START Exercise data

Issue #2402, opened 2023-03-29
Add input for a missing ingredient count to the "Make Now" search


ignas2526:
### Is your feature request related to a problem? Please describe.

When the "Make Now" search filter is switched on, it shows recipes for which all ingredients are available or one is missing. In some situations, it would be very useful to see recipes for which two or more ingredients are missing.

The motivation behind this request is that the difficulty of obtaining ingredients does not correlate with their count. Obtaining one seasonal ingredient outside of the season can be impossible while obtaining two readily available ones from a supermarket five minutes away is easy.

### Describe the solution you'd like

Next to the "Make Now", add an input field that would accept a number of the ingredients starting from zero. Show recipes with the missing ingredient count that is lower or equal to that number.

### Describe alternatives you've considered

Go to the specific recipe, click "Add to Shopping" and see how many ingredients will be added. With a small number of recipes and a rough knowledge of which recipes require what ingredients it is feasible, but as the number of recipes grows, this will become not feasible.

smilerz:
I looked into doing something similar to this, but the query that it generates is very resource intensive, so is very unlikely to ever be implemented on the front end.

There is a technical workaround (requires knowledge and ability to edit database tables directly) that I can share with you if you ping me on Discord. Not exactly what you are looking for, but it's close.

PR #2404, opened 2023-03-30
Add ability to set maximum missing ingredient count

ignas2526:
Implementation for the feature request https://github.com/TandoorRecipes/recipes/issues/2402

I couldn't get Vue running locally and I'm not a Vue person, so I welcome suggestions on how to make that part better.

I've added logging to my PostgreSQL and ran the explain. The impact of this change on performance is about 0.3% which is negligible.
existing `filter(missingfood=missing)` : `Limit (cost=49004106.03..49004106.16 rows=2 width=1292)`
new `filter(missingfood__lte=missing)` :  `Limit (cost=49127818.45..49127819.13 rows=10 width=1324)`

However, "Make now" is very slow. It makes the query about 22 times slower. When "Make now" is disabled: `Limit (cost=2193183.85..2193183.98 rows=2 width=1292)`.

The only way to solve this performance issue is to precalculate the number of missing ingredients for each recipe. I would suggest adding a materialized view. However, each time ingredient or recipe changes, the code will need to issue a refresh to the view. Maybe later I will try to add at least a regular view to see how impactful it would be. In general, I think that adding views and precalculating things for search is the way to go to improve performance.

Even better would be to have a scheduled job that runs every minute and recalculates the view if the flag is set. The flag would be set if the ingredient or recipe changes. In this scenario, UX would be better as the user could change a couple of ingredients before the refresh happens and the GUI would remain snappy as recalculation will be done in BG.


vabene1111:
hi, thanks for your PR.

to be honest I am not 100% into every little detail of the search because it was contributed by @smilerz and I never got around to look at every detail.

END Exercise data

Work instructions ::
Print out the whole listing exactly as it appears.

Result ::
Issue #2402, opened 2023-03-29
Add input for a missing ingredient count to the "Make Now" search


ignas2526:
### Is your feature request related to a problem? Please describe.

When the "Make Now" search filter is switched on, it shows recipes for which all ingredients are available or one is missing. In some situations, it would be very useful to see recipes for which two or more ingredients are missing.

The motivation behind this request is that the difficulty of obtaining ingredients does not correlate with their count. Obtaining one seasonal ingredient outside of the season can be impossible while obtaining two readily available ones from a supermarket five minutes away is easy.

### Describe the solution you'd like

Next to the "Make Now", add an input field that would accept a number of the ingredients starting from zero. Show recipes with the missing ingredient count that is lower or equal to that number.

### Describe alternatives you've considered

Go to the specific recipe, click "Add to Shopping" and see how many ingredients will be added. With a small number of recipes and a rough knowledge of which recipes require what ingredients it is feasible, but as the number of recipes grows, this will become not feasible.

smilerz:
I looked into doing something similar to this, but the query that it generates is very resource intensive, so is very unlikely to ever be implemented on the front end.

There is a technical workaround (requires knowledge and ability to edit database tables directly) that I can share with you if you ping me on Discord. Not exactly what you are looking for, but it's close.

PR #2404, opened 2023-03-30
Add ability to set maximum missing ingredient count

ignas2526:
Implementation for the feature request https://github.com/TandoorRecipes/recipes/issues/2402

I couldn't get Vue running locally and I'm not a Vue person, so I welcome suggestions on how to make that part better.

I've added logging to my PostgreSQL and ran the explain. The impact of this change on performance is about 0.3% which is negligible.
existing `filter(missingfood=missing)` : `Limit (cost=49004106.03..49004106.16 rows=2 width=1292)`
new `filter(missingfood__lte=missing)` :  `Limit (cost=49127818.45..49127819.13 rows=10 width=1324)`

However, "Make now" is very slow. It makes the query about 22 times slower. When "Make now" is disabled: `Limit (cost=2193183.85..2193183.98 rows=2 width=1292)`.

The only way to solve this performance issue is to precalculate the number of missing ingredients for each recipe. I would suggest adding a materialized view. However, each time ingredient or recipe changes, the code will need to issue a refresh to the view. Maybe later I will try to add at least a regular view to see how impactful it would be. In general, I think that adding views and precalculating things for search is the way to go to improve performance.

Even better would be to have a scheduled job that runs every minute and recalculates the view if the flag is set. The flag would be set if the ingredient or recipe changes. In this scenario, UX would be better as the user could change a couple of ingredients before the refresh happens and the GUI would remain snappy as recalculation will be done in BG.


vabene1111:
hi, thanks for your PR.

to be honest I am not 100% into every little detail of the search because it was contributed by @smilerz and I never got around to look at every detail.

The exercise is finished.